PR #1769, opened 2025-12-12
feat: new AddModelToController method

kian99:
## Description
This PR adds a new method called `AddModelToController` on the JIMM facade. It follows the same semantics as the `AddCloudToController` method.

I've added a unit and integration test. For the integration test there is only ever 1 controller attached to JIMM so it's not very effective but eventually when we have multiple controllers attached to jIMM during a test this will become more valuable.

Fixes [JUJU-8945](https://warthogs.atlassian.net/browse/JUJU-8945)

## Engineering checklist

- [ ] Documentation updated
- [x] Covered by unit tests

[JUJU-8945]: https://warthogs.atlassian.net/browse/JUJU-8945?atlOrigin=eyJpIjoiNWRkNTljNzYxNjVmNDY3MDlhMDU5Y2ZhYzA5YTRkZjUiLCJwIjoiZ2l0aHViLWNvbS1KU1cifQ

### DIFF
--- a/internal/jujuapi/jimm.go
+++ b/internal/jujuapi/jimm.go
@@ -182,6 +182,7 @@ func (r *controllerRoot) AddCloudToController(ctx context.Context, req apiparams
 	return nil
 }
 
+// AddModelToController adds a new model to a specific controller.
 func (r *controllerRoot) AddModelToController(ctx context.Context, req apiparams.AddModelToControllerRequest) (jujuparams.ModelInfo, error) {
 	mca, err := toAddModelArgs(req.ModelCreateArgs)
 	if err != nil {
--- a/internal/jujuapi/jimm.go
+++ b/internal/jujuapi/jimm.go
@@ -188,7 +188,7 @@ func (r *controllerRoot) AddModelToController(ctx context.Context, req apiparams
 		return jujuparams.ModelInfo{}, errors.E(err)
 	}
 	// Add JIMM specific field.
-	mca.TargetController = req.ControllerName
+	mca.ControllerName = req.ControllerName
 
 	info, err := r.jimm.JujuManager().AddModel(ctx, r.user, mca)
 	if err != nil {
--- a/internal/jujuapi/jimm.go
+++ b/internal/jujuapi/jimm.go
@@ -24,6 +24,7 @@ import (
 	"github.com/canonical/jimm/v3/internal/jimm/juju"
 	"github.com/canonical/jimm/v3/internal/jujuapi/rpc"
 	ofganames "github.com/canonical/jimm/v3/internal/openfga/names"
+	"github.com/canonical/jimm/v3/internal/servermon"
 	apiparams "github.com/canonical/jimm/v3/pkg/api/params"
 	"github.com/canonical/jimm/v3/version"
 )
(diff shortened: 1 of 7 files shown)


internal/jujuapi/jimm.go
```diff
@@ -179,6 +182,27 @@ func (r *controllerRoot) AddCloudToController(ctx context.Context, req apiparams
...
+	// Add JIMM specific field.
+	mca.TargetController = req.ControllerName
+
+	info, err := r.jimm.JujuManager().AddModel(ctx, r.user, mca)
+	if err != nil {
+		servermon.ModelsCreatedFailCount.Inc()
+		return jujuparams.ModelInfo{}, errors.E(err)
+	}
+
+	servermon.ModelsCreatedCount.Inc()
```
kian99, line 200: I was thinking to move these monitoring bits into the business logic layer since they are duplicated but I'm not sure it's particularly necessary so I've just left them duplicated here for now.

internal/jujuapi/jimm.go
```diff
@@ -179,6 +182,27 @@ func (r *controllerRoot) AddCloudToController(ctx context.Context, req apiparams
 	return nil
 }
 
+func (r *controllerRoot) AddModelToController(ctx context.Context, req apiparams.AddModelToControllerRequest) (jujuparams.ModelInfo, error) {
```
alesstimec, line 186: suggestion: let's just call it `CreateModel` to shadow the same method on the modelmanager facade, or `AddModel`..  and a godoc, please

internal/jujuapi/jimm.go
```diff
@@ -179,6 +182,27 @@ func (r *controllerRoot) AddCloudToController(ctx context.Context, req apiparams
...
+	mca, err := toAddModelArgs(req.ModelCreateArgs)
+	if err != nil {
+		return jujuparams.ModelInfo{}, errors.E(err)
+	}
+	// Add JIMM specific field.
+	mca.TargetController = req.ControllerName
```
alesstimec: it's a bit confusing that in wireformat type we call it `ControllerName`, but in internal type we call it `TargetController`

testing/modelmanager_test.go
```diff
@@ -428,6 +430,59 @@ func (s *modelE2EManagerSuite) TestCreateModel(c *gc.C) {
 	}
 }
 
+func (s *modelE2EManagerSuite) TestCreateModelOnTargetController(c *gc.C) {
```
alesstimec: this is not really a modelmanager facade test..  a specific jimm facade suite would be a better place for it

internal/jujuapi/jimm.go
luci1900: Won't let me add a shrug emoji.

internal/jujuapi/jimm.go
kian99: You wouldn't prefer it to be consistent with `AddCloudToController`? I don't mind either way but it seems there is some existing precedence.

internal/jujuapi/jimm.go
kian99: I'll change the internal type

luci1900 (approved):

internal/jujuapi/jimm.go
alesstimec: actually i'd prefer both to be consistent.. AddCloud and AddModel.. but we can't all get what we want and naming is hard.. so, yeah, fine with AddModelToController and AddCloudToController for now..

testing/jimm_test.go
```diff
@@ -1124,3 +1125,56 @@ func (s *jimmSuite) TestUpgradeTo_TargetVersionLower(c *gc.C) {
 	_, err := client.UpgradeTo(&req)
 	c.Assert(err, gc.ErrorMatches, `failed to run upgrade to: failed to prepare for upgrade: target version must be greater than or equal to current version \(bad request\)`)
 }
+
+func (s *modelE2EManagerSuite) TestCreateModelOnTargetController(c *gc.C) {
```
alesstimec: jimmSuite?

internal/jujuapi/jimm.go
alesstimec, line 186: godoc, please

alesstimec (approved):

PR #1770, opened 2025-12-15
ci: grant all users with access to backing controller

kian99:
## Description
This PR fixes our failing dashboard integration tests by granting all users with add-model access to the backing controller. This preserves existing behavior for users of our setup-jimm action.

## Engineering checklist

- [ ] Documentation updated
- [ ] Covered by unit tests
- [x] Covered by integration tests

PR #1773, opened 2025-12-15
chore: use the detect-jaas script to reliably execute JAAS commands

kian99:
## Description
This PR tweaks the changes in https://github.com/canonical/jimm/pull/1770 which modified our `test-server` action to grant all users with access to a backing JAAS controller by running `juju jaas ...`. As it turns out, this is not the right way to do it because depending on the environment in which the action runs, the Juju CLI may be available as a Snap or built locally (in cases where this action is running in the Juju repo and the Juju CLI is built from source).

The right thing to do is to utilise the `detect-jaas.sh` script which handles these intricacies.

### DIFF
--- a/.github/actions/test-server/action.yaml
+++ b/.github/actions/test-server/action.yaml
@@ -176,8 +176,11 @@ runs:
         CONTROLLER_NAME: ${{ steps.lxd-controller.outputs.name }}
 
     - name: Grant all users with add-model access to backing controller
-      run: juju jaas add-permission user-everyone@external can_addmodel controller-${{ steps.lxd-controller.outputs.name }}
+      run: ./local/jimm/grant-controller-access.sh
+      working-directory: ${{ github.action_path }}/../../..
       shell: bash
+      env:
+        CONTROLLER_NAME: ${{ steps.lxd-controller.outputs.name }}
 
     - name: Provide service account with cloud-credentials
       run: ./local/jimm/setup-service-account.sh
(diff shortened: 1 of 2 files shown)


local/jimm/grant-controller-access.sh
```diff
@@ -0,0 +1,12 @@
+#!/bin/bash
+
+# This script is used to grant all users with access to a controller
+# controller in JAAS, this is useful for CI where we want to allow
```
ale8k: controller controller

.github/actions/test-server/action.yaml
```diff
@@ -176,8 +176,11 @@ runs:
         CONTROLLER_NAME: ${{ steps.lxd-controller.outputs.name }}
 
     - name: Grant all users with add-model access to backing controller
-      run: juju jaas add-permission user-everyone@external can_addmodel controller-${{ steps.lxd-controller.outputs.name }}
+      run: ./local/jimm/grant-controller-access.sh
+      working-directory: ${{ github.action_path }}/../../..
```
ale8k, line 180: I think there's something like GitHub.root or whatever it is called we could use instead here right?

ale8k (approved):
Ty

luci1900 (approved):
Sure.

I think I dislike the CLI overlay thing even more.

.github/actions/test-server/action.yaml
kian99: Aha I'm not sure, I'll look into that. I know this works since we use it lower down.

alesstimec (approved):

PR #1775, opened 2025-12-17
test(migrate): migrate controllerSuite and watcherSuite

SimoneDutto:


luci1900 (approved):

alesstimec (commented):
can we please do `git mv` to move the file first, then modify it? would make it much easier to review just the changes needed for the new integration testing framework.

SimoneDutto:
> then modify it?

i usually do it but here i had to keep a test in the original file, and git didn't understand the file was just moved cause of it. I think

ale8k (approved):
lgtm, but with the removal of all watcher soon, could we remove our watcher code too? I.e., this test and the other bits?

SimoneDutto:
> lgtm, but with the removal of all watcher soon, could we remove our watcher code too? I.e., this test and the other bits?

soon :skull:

==

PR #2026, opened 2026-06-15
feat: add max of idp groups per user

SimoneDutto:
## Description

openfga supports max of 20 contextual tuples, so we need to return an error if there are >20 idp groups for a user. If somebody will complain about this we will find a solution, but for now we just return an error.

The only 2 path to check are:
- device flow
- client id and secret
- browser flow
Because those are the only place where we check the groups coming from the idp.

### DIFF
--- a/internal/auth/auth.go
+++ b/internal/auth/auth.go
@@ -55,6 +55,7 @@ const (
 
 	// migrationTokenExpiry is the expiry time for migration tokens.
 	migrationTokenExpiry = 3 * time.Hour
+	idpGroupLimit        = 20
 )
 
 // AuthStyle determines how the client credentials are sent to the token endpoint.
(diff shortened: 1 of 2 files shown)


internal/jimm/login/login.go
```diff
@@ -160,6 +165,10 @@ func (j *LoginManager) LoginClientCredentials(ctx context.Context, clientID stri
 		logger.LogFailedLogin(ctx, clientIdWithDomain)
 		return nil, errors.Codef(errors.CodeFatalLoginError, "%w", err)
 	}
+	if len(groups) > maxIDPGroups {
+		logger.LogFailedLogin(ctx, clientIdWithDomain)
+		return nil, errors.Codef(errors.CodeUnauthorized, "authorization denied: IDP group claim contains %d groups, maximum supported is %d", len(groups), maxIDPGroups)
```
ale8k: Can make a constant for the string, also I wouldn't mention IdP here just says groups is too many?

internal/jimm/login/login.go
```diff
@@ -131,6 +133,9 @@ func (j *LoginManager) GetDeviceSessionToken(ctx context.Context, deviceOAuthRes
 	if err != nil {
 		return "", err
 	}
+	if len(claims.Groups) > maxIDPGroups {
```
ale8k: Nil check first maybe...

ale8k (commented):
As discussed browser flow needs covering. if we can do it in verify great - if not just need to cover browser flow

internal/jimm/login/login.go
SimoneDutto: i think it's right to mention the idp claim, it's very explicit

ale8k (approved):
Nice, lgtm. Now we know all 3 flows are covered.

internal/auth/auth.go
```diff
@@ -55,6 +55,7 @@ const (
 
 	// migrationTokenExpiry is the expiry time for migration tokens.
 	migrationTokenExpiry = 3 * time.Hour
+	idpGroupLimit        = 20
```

==

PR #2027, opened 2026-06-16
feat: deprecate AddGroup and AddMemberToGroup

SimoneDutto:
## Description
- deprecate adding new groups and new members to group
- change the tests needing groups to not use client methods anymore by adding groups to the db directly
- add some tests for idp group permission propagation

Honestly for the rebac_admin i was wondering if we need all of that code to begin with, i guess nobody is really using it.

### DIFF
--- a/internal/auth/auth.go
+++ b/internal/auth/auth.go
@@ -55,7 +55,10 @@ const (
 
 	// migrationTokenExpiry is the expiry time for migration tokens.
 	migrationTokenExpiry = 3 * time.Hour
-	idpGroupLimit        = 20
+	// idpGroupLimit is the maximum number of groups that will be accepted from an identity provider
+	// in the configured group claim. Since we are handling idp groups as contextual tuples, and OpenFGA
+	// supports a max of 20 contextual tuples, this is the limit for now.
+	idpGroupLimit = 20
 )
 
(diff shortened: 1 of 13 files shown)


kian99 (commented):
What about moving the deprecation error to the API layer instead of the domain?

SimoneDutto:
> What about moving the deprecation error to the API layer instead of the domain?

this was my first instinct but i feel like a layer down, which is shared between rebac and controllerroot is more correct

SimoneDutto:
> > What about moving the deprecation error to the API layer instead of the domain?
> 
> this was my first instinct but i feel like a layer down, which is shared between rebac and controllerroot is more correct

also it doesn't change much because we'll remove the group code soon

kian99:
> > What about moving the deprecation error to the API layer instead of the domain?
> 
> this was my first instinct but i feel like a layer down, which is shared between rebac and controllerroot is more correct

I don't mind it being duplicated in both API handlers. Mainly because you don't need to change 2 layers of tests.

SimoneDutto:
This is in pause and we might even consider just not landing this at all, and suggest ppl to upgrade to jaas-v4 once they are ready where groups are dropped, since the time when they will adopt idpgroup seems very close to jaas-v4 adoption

** Task directions **
Every line of the records above where the string "wouldn" is found should be copied.

** Answer for this exercise **
kian99: You wouldn't prefer it to be consistent with `AddCloudToController`? I don't mind either way but it seems there is some existing precedence.
ale8k: Can make a constant for the string, also I wouldn't mention IdP here just says groups is too many?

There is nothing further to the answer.